A variety of diets have been proposed for patients with established CAD.22 While considerable debate exists regarding the “optimal” diet, widely accepted recommendations include a diet that promotes fruits, vegetables, grains, low fat dairy products, fish, poultry and lean meat with a saturated fat intake of <10% and total cholesterol <200 mg/day.23
External enhanced counterpulsation (EECP) is a non‐invasive technique that uses three sets of pneumatic cuffs that are wrapped around the lower extremities and achieves haemodynamic effects similar to an intra‐aortic balloon pump.24 Appropriate patients for EECP include those with angina refractory to maximal medical treatment when surgical and/or percutaneous revascularisation is not possible. Observational and randomised trials indicate that a majority of patients will achieve both an improvement in symptoms and exercise capacity that can persist for up to 2 years.25
The thermal energy of laser beams can be used to create channels in the myocardium either surgically (transmyocardial laser revascularisation—TMR) or percutaneously (percutaneous transmyocardial laser revascularisation—PTMR). These channels are thought to deliver nutrients directly to ischaemic myocardium, but other suggested mechanisms include denervation of the left ventricle and promotion of angiogenesis. While initial observational trials found a benefit for laser revascularisation, recent randomised trials suggest a significant placebo effect and no difference between medical treatment and laser revascularisation.26
PCI has been shown to reduce the frequency and severity of angina, but does not reduce future cardiovascular events nor improve survival. In recent years there have been dramatic advances in the percutaneous management of CAD including newer anticoagulants such as bivalirudin, drug eluting stents and closure devices.27 The recently reported COURAGE (Clinical Outcomes Utilizing Revascularization and Aggressive Drug Evaluation) trial found that a strategy of PCI combined with aggressive medical treatment was not superior to medical treatment alone in patients with stable angina.28 PCI should therefore be reserved for patients who remain symptomatic despite optimal medical treatment.

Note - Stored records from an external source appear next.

PR #36, opened 2019-11-11
Update README.md

brandonros:


fenugrec:
please modify commands to build from a separate directory - compiling in-tree is never recommended. mkdir build, cd build, cmake .. -D...
Also maybe a comment that editing the cmake file may be required if the binary names / paths don't match

fenugrec:
merged, thanks

PR #39, opened 2019-11-30
Adds Travis-Ci and deploy on tags

vondraussen:
This would add continuous integration and deploys if a version is tagged.
Every target will be available as its own tarball in the releases section.

The repo owner would need to change the section:
```
api_key:
    secure: <encrypted token>
```

### DIFF
--- a/.travis.yml
+++ b/.travis.yml
@@ -1,0 +1,37 @@
+dist: bionic
+language: generic
+
+install:
+  - wget https://github.com/Kitware/CMake/releases/download/v3.14.5/cmake-3.14.5-Linux-x86_64.sh
+    && chmod +x cmake-3.14.5-Linux-x86_64.sh
+  - mkdir -p /opt/cmake-3.14.5 && ./cmake-3.14.5-Linux-x86_64.sh --skip-license --prefix=/opt/cmake-3.14.5
+  - PATH=/opt/cmake-3.14.5/bin:$PATH
+  - wget https://armkeil.blob.core.windows.net/developer/Files/downloads/gnu-rm/8-2019q3/RC1.1/gcc-arm-none-eabi-8-2019-q3-update-linux.tar.bz2
+  - tar xf gcc-arm-none-eabi-8-2019-q3-update-linux.tar.bz2 -C /opt
+  - mkdir build && cd build
+  - cmake .. -DCMAKE_TOOLCHAIN_FILE=../cmake/gcc-arm-none-eabi-8-2019-q3-update.cmake
+  - make
+
+before_deploy:
+  - tar czvf canable_fw_${TRAVIS_TAG}.tar.gz canable_fw*
+  - tar czvf canalyze_fw_${TRAVIS_TAG}.tar.gz canalyze_fw*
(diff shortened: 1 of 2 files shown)


fenugrec:
Nice ! Thanks for working on this.

What is the reason for installing cmake-3.15 manually, isn't there already a version bundled in the basic 'bionic' image ?

> api_key
what goes in there, a github repo api key ? I've never configured a CI setup before.

vondraussen:
The cmake version (3.12.?) which comes with bionic is a bit dated and lacks the "add_link_options" feature.

Regarding the api_key:

1. you need to link the repo with https://travis-ci.org
2. you need to create an repo access token for travis
   - via [github](https://youtu.be/BFpSD2eoXUk?t=414) <-- that is probably a bit easier if you don't want to install travis-cli
   - via [travis-cli](https://docs.travis-ci.com/user/deployment/releases/#using-travis-ci-client-to-populate-initial-deployment-configuration) <-- I did it this way

vondraussen:
@fenugrec shall I change the .travis.yml so that a ENV variable is used? I guess that would be better because you would only need to add the variable in your travis ui for this repo. No change on the .travis.yml needed on your side.

fenugrec:
> The cmake version (3.12.?)  ... lacks the "add_link_options"

Ah, thanks for pointing that out, I just updated our cmake_minimum_required() line.

>  change the .travis.yml so that a ENV variable is used?

Sorry, I haven't had time to read up on how these pieces fit together. At first glance it sounds like a good idea instead of hardcoding the key in the repo, but I'm not sure of the implications.

Also I was looking at the release packaging, I think ours would preferably include all compiled images instead of one-per-file ? We only have had one official release so far which was essentially  the whole repo with source and precompiled images.

I think it might also make more sense as more targets are added, if we don't need to manually add them to the yml file as well. I'm thinking maybe we can leverage cmake's CPack here, I'll have to look into it.

vondraussen:
> Also I was looking at the release packaging, I think ours would preferably include all compiled images instead of one-per-file ? We only have had one official release so far which was essentially the whole repo with source and precompiled images.

Good point!

> I think it might also make more sense as more targets are added, if we don't need to manually add them to the yml file as well. I'm thinking maybe we can leverage cmake's CPack here, I'll have to look into it.

I have not much experience with cmake's cpack but I can take a look into it and update the pull request.

fenugrec:
I used cpack a few years ago to setup another project,
https://github.com/fenugrec/freediag/blob/master/CMakeLists.txt#L210

It works OK, so I should be able to do something similar here. Then I assume we'd need to add "make package" and a bit of glue somewhere in the .yml

vondraussen:
@fenugrec the cpack feature seems to be more useful if you have a real application which is installed to an OS. I cant find an easy way to create a deploy package with cpack.
What I did instead is, packing all *_fw* files into one archive, as you requested. As long as the naming convention will not be changed, it should work without change (.travis.yml) for new targets.
Source code is already part of the deployments.

Example:
img

fenugrec:
Looks great !
Yeah, globbing *_fw* is probably OK for a while.

I don't think I have permissions to integrate travis in this project, but I can merge the PR at least..

PR #41, opened 2020-01-09
Flip endpoints

brandonros:
Why do we receive to OUT and transmit to IN?...


fenugrec:
Because IN and OUT refer to USB endpoints where "OUT" means "host-to-device". 
The stm32 USB peripheral docs also use the same terminology.
And the "0x81" address needs that 0x80 bit to identify it as an IN endpoint in its descriptor. See the USB2 spec, 9.6.6 .

PR #51, opened 2020-07-02
Reset CAN on USB suspend. Fixes #46.

### LINKED ISSUE #46: canable device hangs after the host computer reboot
Hi All,

I have a very strange issue. I am using a canbale clone hardware with candlelight firmware. The clone is a part of another pcb and the STM32F0 is powered separately in stead of usb 5v. Therefore while using the device communicating with another can device, if the host computer reboots, the canbale device gets hanged. The device is correctly getting configured on the host computer. But I cannot send/receive any data until I reset the power of STM32F0. 

The probable solution is to power the STM32F0 by USB 5v which is now not possible as the STM32F0 is part of another board. My question is is there a way to reset the STM32F0 from the USB side from the HOST computer? or Is this the expected behavior?

normaldotcom:
This fixes issue #46, where the host system reboots or restarts the USB port while the microcontroller running this firmware continues running.

This is accomplished by disabling all CAN ports when the USB Suspend event occurs. This particular implementation is not my favorite (modifying usbd_conf.c) but I couldn't come up with a cleaner way to implement this.

### DIFF
--- a/src/usbd_gs_can.c
+++ b/src/usbd_gs_can.c
@@ -349,6 +349,24 @@ void USBD_GS_CAN_SetChannel(USBD_HandleTypeDef *pdev, uint8_t channel, can_data_
 	}
 }
 
+// Handle USB suspend event
+void USBD_GS_CAN_SuspendCallback(USBD_HandleTypeDef  *pdev)
+{
+	// Disable CAN and go off bus on USB suspend
+	USBD_GS_CAN_HandleTypeDef *hcan = (USBD_GS_CAN_HandleTypeDef*) pdev->pClassData;
+
+	if(hcan != NULL)
+	{
+		for(uint32_t i=0; i<NUM_CAN_CHANNEL; i++)
+			if(hcan->channels[i] != NULL)
+				can_disable(hcan->channels[i]);
+	}
+
+	if(hcan != NULL && hcan->leds != NULL)
+		led_set_mode(hcan->leds, led_mode_off);
+}
+
+
 static led_seq_step_t led_identify_seq[] = {
 	{ .state = 0x01, .time_in_10ms = 10 },
 	{ .state = 0x02, .time_in_10ms = 10 },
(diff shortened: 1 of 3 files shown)


src/usbd_gs_can.c
```diff
@@ -349,6 +349,24 @@ void USBD_GS_CAN_SetChannel(USBD_HandleTypeDef *pdev, uint8_t channel, can_data_
...
+	USBD_GS_CAN_HandleTypeDef *hcan = (USBD_GS_CAN_HandleTypeDef*) pdev->pClassData;
+
+	if(hcan != NULL)
+	{
+		for(uint32_t i=0; i<NUM_CAN_CHANNEL; i++)
+			if(hcan->channels[i] != NULL)
+				can_disable(hcan->channels[i]);
+	}
+
+	if(hcan != NULL && hcan->leds != NULL)
```
fenugrec, line 365: hehe.. why not add this inside the `if (hcan...)` block right above ?
Or even, invert the logic and just start the funcction with `if (hcan == NULL) return;` and have one less indentation !

src/usbd_gs_can.c
```diff
@@ -349,6 +349,24 @@ void USBD_GS_CAN_SetChannel(USBD_HandleTypeDef *pdev, uint8_t channel, can_data_
...
+// Handle USB suspend event
+void USBD_GS_CAN_SuspendCallback(USBD_HandleTypeDef  *pdev)
+{
+	// Disable CAN and go off bus on USB suspend
+	USBD_GS_CAN_HandleTypeDef *hcan = (USBD_GS_CAN_HandleTypeDef*) pdev->pClassData;
+
+	if(hcan != NULL)
+	{
+		for(uint32_t i=0; i<NUM_CAN_CHANNEL; i++)
+			if(hcan->channels[i] != NULL)
```
fenugrec, line 361: while I'm nitpicking on style, I think I'd like explicit  { } braces even though there's just one line.

xdaco:
@fenugrec  This is awesome news. I will test it asap.

Thanks a ton !!

xdaco:
@fenugrec  I have tested it and the fix is working. Great job !!

fenugrec:
good to know. You have to thank normaldotcom not me !
I'll try to merge this "soon"

fenugrec:
Thanks for looking at this and sorry I never merged it. I did merge PR #94 , essentially a superset of this PR that addresses some of the other causes of the intermittent problems.

PR #52, opened 2020-07-02
Update CANable-specific LED initialization

normaldotcom:
This commit adds blinking on startup for CANable devices (could enable for all boards if desired). It also inverts the behavior of the power LED to better indicate when the device is powered on as CANable devices do not have a dedicated power LED.

This also fixes a typo in the CANable DFU USB string.


fenugrec:
merged in 465e957db9adf238272315decdf4a83751e7f138 thanks ! I'll test here on a different device (not publicly added yet) and probably enable for all devices.

PR #54, opened 2020-09-20
Add Copperforge VulCAN

WardBenjamin:
This adds the Copperforge VulCAN (https://shop.copperforge.cc/products/ac41) to the supported device list in the README.

### DIFF
--- a/README.md
+++ b/README.md
@@ -7,6 +7,7 @@ This is firmware for certain STM32F042x/STM32F072xB-based USB-CAN adapters, nota
 - canable (cantact clone): http://canable.io/ (STM32F042x6)
 - USB2CAN: https://github.com/roboterclubaachen/usb2can (STM32F042x6)
 - CANAlyze: https://kkuchera.github.io/canalyze/ (STM32F042x6)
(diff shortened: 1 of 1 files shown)


fenugrec:
merged, thanks !

fritz-net:
```
It implements the CAN physical layer as defined in ISO 11898-2:2016 and SAE J2284-1 to SAE J2284-5. This implementation enables reliable communication in the CAN FD fast phase at data rates up to 5 Mbit/s, meaning that it is compatible with all cars which use CAN high-speed.

The VulCAN is firmware-compatible with the CANtact and CANable projects, and uses one of two open-source firmware options: CANtact slcan-compatible (cantact-fw) or candleLight (candleLight_fw).

Note: The VulCAN is a CAN high-speed device. If you are interested in an equivalent CAN low-speed device, please let us know.
```

I'm just wondering if i miss the capabilities of CandleLight / stm32f0*2 devices for Can FD or if the product page is wrong.

WardBenjamin:
Good catch, I'll get in touch and see what I can do. I think you're right.

Issue #29, opened 2019-11-05
[RFC] add git commit hash to USB serial / product string


fenugrec:
I'm working with 2 devices and jumping accross many branches, rebasing, etc, and I'm easily confused as to which build my devices are actually running.

I'm thinking it might be nice to add a short git hash (as produced by `git rev-parse --short HEAD` to one of the USB strings, but I'm not sure which one

- iSerial is already the built-in ID of the chip, and I think it's not the right place for a fw version anyway
- append to iProduct ? ugly, and irrelevant..
- add another USB string ID ? haven't looked into this, might be the way to go...
- some other mechanism ?
- is it even a good idea ?

HubertD:
unfortunately don't have a good idea where to put a software version, either.
it'd be nice to have, though.
Using iSerial is not a good option imho, as it would probably be used for udev rules to assign a certain can interface name to a certain can bus. That shouldn't change with a software update.
Using iProduct might not be great, but I see it as an option. At least, it would be easily accessible...

normaldotcom:
I append git rev/repo information to the product string on the stock CANable firmware. It's certainly not pretty, but it works well. Example dmesg output:

[1263955.892535] usb 1-1: New USB device strings: Mfr=1, Product=2, SerialNumber=3
[1263955.892538] usb 1-1: Product: CANable 1205aa6 https://github.com/normaldotcom/cantact-fw
[1263955.892541] usb 1-1: Manufacturer: Protofusion Labs
[1263955.892543] usb 1-1: SerialNumber: 0024000D524E431120373533

brian-brt:
I'll add a :+1: for putting a git hash somewhere. A [vendor-specific descriptor](https://stackoverflow.com/questions/19464269/where-to-find-information-on-custom-usb-descriptor-types) which just has the string seems like a "clean" approach, but pretty annoying to retrieve.

It's been a while since I dealt with USB devices on Windows, but I think there's a possibility of it being unhappy if you change any of the standard strings without also changing bcdDevice. Ignoring the new value and caching the old one seems more unlikely. Have you done any experiments with that @normaldotcom?

fenugrec:
Just working on this right now ! Trying iConfiguration in the config descriptor (seems like the code was ready for this, config.h already had USBD_CONFIGURATION_STRING_FS so I just needed to add USBD_IDX_CONFIG_STR in the config descriptor).
It's pretty straightforward : lsusb -v will show the string that way. 

[...]

PR #60, opened 2020-12-01
Always queue frames to the host in order

brian-brt:
The other logic could sometimes send frames out of order. I only
observed it with test code that sends lots of frames really fast, but it
could happen with normal traffic too.

I don't see why the logic was different in the first place either. The
main loop executes pretty fast, so always putting the frame in the queue
makes all the logic simpler.

### DIFF
--- a/src/main.c
+++ b/src/main.c
@@ -220,20 +220,8 @@ void SystemClock_Config(void)
 
 bool send_to_host_or_enqueue(struct gs_host_frame *frame)
 {
-	if (USBD_GS_CAN_GetProtocolVersion(&hUSB) == 2) {
-		queue_push_back(q_to_host, frame);
-		return true;
-
-	} else {
-		bool retval = false;
-		if ( USBD_GS_CAN_SendFrame(&hUSB, frame) == USBD_OK ) {
-			queue_push_back(q_frame_pool, frame);
-			retval = true;
-		} else {
-			queue_push_back(q_to_host, frame);
-		}
-		return retval;
-	}
+	queue_push_back(q_to_host, frame);
+	return true;
 }
 
 void send_to_host()


brian-brt:
@fenugrec I wonder if this might fix the out-of-order problem you found at https://github.com/candle-usb/candleLight_fw/pull/27#issuecomment-552088421. Do you still have your setup handy to try it?

fenugrec:
Hi, ooh, that would be nice. I do have the same setup, even better now (3 identical devices !). I'm going to hook them all up and re-test.

`USBD_GS_CAN_GetProtocolVersion(&hUSB) == 2`
I see this has to do with whether or not timestamps are enabled; can you elaborate on why it makes a difference for the proposed changes  ?

brian-brt:
I don't see why this code should work differently with or without timestamping in the first place. I think that's just a historical artifact.

f4f47116 added this new version of the relevant code, but only used it when timestamping is enabled. My wild guess is enabling timestamps revealed the out-of-orderness, so this bug got fixed, but for some reason @HubertD decided to preserve the old behavior when timestamping isn't enabled.

fenugrec:
Hehe sorry, I was looking "backwards" and thought you were adding that if / else construct. I'll check again when my brain works properly : )

fenugrec:
Ok. Hooked up two devices (same computer) and ran some tests, `canfdtest -g can1` and `canfdtest -v can0` on the other.
- let it run a good while, and manually stopped it after >1E6  messages (no error)
- swapped roles of can0 and can1 : occasionally fails (after 1500 -  4500 messages, with the same out-of-sequence problem)

Good, so I can still repro the issue. But I've been swapping around 4 devices with different firmware builds  (really need to look at #29 again ) and I've totally lost track. Perhaps slightly different builds explains why one direction seems to never fail.

Running out of time just now but later today I'll try your patch.

Note on "protocol_version" 2 : that's set if  GS_CAN_MODE_HW_TIMESTAMP is given, but current kernels ( https://elixir.bootlin.com/linux/v5.9.11/source/drivers/net/can/usb/gs_usb.c ) don't even have that defined ? perhaps it was for a future version that wasn't merged...

brian-brt:
Oops, not what I was trying to do...

fenugrec:
>  I wonder if this might fix the out-of-order problem you found at #27

Yes, seems like it did the trick. cangen has been running for a few minutes (around 48% bus load according to canbusload), where it took no more than a few seconds to fail before.


I can't think of a reason not to merge this, unless it was to preserve compatibility with the original hardware gs_usb was written for ? then again that hardware was probably running this firmware anyway, so...

fenugrec:
Merged in 8b3a7b4 , reworded commit message to refer to the issue comments. Thanks !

The long term medical management of patients with stable CAD includes the use of aspirin, β‐blockers, nitrates and statins. Calcium channel blockers can be added if patients remain symptomatic, or used instead of β‐blockers when quality of life issues (such as preserved exercise capacity) are the primary treatment goals. ACE inhibitors can be considered in patients with established CAD, but provide the most benefit in the setting of reduced left ventricular function. The novel agent ranolazine can be added to conventional treatment when patients remain symptomatic. PCI should be considered when angina limits quality of life.